▶ **INFORMATION SUPPLIED**
PR #1195, opened 2023-09-03
Switch to `boost::core::invoke_swap`. Add missing includes.

Lastique:
`boost::swap` is deprecated and will be removed. Use `boost::core::invoke_swap` as a replacement.

Also add missing includes.

### DIFF
--- a/include/boost/geometry/formulas/karney_inverse.hpp
+++ b/include/boost/geometry/formulas/karney_inverse.hpp
@@ -32,6 +32,7 @@
 #define BOOST_GEOMETRY_FORMULAS_KARNEY_INVERSE_HPP
 
 
+#include <boost/core/invoke_swap.hpp>
 #include <boost/math/constants/constants.hpp>
 #include <boost/math/special_functions/hypot.hpp>
 
@@ -191,7 +192,7 @@ public:
         if (swap_point < 0)
         {
             lon12_sign *= -1;
-            swap(lat1, lat2);
+            boost::core::invoke_swap(lat1, lat2);
         }
 
         // Enforce lat1 to be <= 0.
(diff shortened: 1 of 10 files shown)


include/boost/geometry/formulas/karney_inverse.hpp
```diff
@@ -448,9 +449,9 @@ class karney_inverse
 
         if (swap_point < 0)
         {
-            swap(sin_alpha1, sin_alpha2);
-            swap(cos_alpha1, cos_alpha2);
-            swap(result.geodesic_scale, M21);
+            boost::core::invoke_swap(sin_alpha1, sin_alpha2);
+            boost::core::invoke_swap(cos_alpha1, cos_alpha2);
+            boost::core::invoke_swap(result.geodesic_scale, M21);
```
barendgehrels, line 454: We can, if I see it correctly, replace these calls (here) with just `std::swap`
And maybe on more places.
But for now this PR looks okay to me.

barendgehrels (approved):

vissarion (approved):
Thanks, I am OK with merging. 

ps. there are some CI tests failing but probably not related to this PR

Lastique:
The test failures show that some Boost.Geometry headers are incomplete and probably broken. I didn't know how to fix it, and it wasn't the point of this PR anyway.

For example, [this](https://github.com/boostorg/geometry/actions/runs/6061347079/job/16446454333#step:7:281) seems to rely on `get` being found by ADL, but ADL is not performed when template parameters are explicitly specified. At least, not in C++17 that is used by default in gcc 11. Or, if that `get` should be available without ADL, it is not available, so an include must be missing (I don't know which).

PR #1197, opened 2023-09-08
Use boost::size to allow accessing ring size via range_size method

georgthegreat:


georgthegreat:
@vissarion, could you, please, take a look?

vissarion (approved):
Thanks!

barendgehrels (approved):
Thanks!

Issue #1169, opened 2023-07-03
[regression] MSVC Warning C4459: declaration of 'indices' hides global declaration


wanghan02:
There is a fixed [ticket#835](https://github.com/boostorg/geometry/issues/835). Now the warning pops out again with boost 1.82.0 at a different location. MSVC version is VS2022 17.1.0.

```
boost_1_82_0\boost\geometry\algorithms\detail\overlay\colocate_clusters.hpp(89,1): warning C4459: declaration of 'indices' hides global declaration
boost_1_82_0\boost\multi_array\base.hpp(70,32): note: see declaration of 'boost::`anonymous-namespace'::indices'
boost_1_82_0\boost\geometry\algorithms\detail\overlay\handle_colocations.hpp(100): note: see reference to function template instantiation 'void boost::geometry::detail::overlay::colocate_clusters<Clusters,Turns>(const Clusters &,Turns &)' being compiled
        with
        [
            Clusters=cluster_type,
            Turns=turn_container_type
        ]
```

wanghan02:
This is still a problem in boost 1.83.0.

barendgehrels:
Fixed by #1202

Issue #1138, opened 2023-04-21
Regression 1.78.0 - 1.79.0 (still in 1.82.0): difference of two polygons gives unexpected empty result


gastald88:
I have two polygons p1 and p2, where the difference p1 - p2 is clearly non-empty (see image, p1 blue, p2 orange), but the difference operation returns an empty polygon.

![image](https://user-images.githubusercontent.com/37936526/233601244-b9849164-f69c-4fe0-b408-35766b321960.png)

Here below a godbolt link to replicate this problem:
https://godbolt.org/z/YTjM3GG1G

The result is correct in boost version 1.78.0 (you can set at the godbolt platform in the compiler arguments `-I/opt/compiler-explorer/libs/boost_1_78_0)`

▶ **EXERCISE AIM**
Each line of the listing should be retyped exactly, with nothing left out.

▶ **EXERCISE OUTPUT**
PR #1195, opened 2023-09-03
Switch to `boost::core::invoke_swap`. Add missing includes.

Lastique:
`boost::swap` is deprecated and will be removed. Use `boost::core::invoke_swap` as a replacement.

Also add missing includes.

### DIFF
--- a/include/boost/geometry/formulas/karney_inverse.hpp
+++ b/include/boost/geometry/formulas/karney_inverse.hpp
@@ -32,6 +32,7 @@
 #define BOOST_GEOMETRY_FORMULAS_KARNEY_INVERSE_HPP
 
 
+#include <boost/core/invoke_swap.hpp>
 #include <boost/math/constants/constants.hpp>
 #include <boost/math/special_functions/hypot.hpp>
 
@@ -191,7 +192,7 @@ public:
         if (swap_point < 0)
         {
             lon12_sign *= -1;
-            swap(lat1, lat2);
+            boost::core::invoke_swap(lat1, lat2);
         }
 
         // Enforce lat1 to be <= 0.
(diff shortened: 1 of 10 files shown)


include/boost/geometry/formulas/karney_inverse.hpp
```diff
@@ -448,9 +449,9 @@ class karney_inverse
 
         if (swap_point < 0)
         {
-            swap(sin_alpha1, sin_alpha2);
-            swap(cos_alpha1, cos_alpha2);
-            swap(result.geodesic_scale, M21);
+            boost::core::invoke_swap(sin_alpha1, sin_alpha2);
+            boost::core::invoke_swap(cos_alpha1, cos_alpha2);
+            boost::core::invoke_swap(result.geodesic_scale, M21);
```
barendgehrels, line 454: We can, if I see it correctly, replace these calls (here) with just `std::swap`
And maybe on more places.
But for now this PR looks okay to me.

barendgehrels (approved):

vissarion (approved):
Thanks, I am OK with merging. 

ps. there are some CI tests failing but probably not related to this PR

Lastique:
The test failures show that some Boost.Geometry headers are incomplete and probably broken. I didn't know how to fix it, and it wasn't the point of this PR anyway.

For example, [this](https://github.com/boostorg/geometry/actions/runs/6061347079/job/16446454333#step:7:281) seems to rely on `get` being found by ADL, but ADL is not performed when template parameters are explicitly specified. At least, not in C++17 that is used by default in gcc 11. Or, if that `get` should be available without ADL, it is not available, so an include must be missing (I don't know which).

PR #1197, opened 2023-09-08
Use boost::size to allow accessing ring size via range_size method

georgthegreat:


georgthegreat:
@vissarion, could you, please, take a look?

vissarion (approved):
Thanks!

barendgehrels (approved):
Thanks!

Issue #1169, opened 2023-07-03
[regression] MSVC Warning C4459: declaration of 'indices' hides global declaration


wanghan02:
There is a fixed [ticket#835](https://github.com/boostorg/geometry/issues/835). Now the warning pops out again with boost 1.82.0 at a different location. MSVC version is VS2022 17.1.0.

```
boost_1_82_0\boost\geometry\algorithms\detail\overlay\colocate_clusters.hpp(89,1): warning C4459: declaration of 'indices' hides global declaration
boost_1_82_0\boost\multi_array\base.hpp(70,32): note: see declaration of 'boost::`anonymous-namespace'::indices'
boost_1_82_0\boost\geometry\algorithms\detail\overlay\handle_colocations.hpp(100): note: see reference to function template instantiation 'void boost::geometry::detail::overlay::colocate_clusters<Clusters,Turns>(const Clusters &,Turns &)' being compiled
        with
        [
            Clusters=cluster_type,
            Turns=turn_container_type
        ]
```

wanghan02:
This is still a problem in boost 1.83.0.

barendgehrels:
Fixed by #1202

Issue #1138, opened 2023-04-21
Regression 1.78.0 - 1.79.0 (still in 1.82.0): difference of two polygons gives unexpected empty result


gastald88:
I have two polygons p1 and p2, where the difference p1 - p2 is clearly non-empty (see image, p1 blue, p2 orange), but the difference operation returns an empty polygon.

![image](https://user-images.githubusercontent.com/37936526/233601244-b9849164-f69c-4fe0-b408-35766b321960.png)

Here below a godbolt link to replicate this problem:
https://godbolt.org/z/YTjM3GG1G

The result is correct in boost version 1.78.0 (you can set at the godbolt platform in the compiler arguments `-I/opt/compiler-explorer/libs/boost_1_78_0)`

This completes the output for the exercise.